PR #210, opened 2021-04-07
Revocation for acapy dotnet runset

nodlesh:
New Revocation tests that mix non-revocable credentials with non-revocation intervals as well as mixing revocable credentials with no non-revocation intervals. 

T013-HIPE0011 will fail in acapy until sklump does his PR for the fix. 

T013-HIPE0011 will fail in the acapy -b dotnet runset. The test is a non-revocable credential with a proof request/presentation with a non-revocation interval. The error is an indy error `Revocation Registry Id not found`. Should this be logged in aries-framework-dotnet?

KGR file is updated for acapy-full runset.

@ianco The tag MobileTest is added to T013-HIPE0011.


nodlesh:
Framework dotnet issue mentioned above is logged. https://github.com/hyperledger/aries-framework-dotnet/issues/184

swcurran (approved):
LGTM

** To do **
Return each entry without altering a single word.

** Exercise response **
PR #210, opened 2021-04-07
Revocation for acapy dotnet runset

nodlesh:
New Revocation tests that mix non-revocable credentials with non-revocation intervals as well as mixing revocable credentials with no non-revocation intervals. 

T013-HIPE0011 will fail in acapy until sklump does his PR for the fix. 

T013-HIPE0011 will fail in the acapy -b dotnet runset. The test is a non-revocable credential with a proof request/presentation with a non-revocation interval. The error is an indy error `Revocation Registry Id not found`. Should this be logged in aries-framework-dotnet?

KGR file is updated for acapy-full runset.

@ianco The tag MobileTest is added to T013-HIPE0011.


nodlesh:
Framework dotnet issue mentioned above is logged. https://github.com/hyperledger/aries-framework-dotnet/issues/184

swcurran (approved):
LGTM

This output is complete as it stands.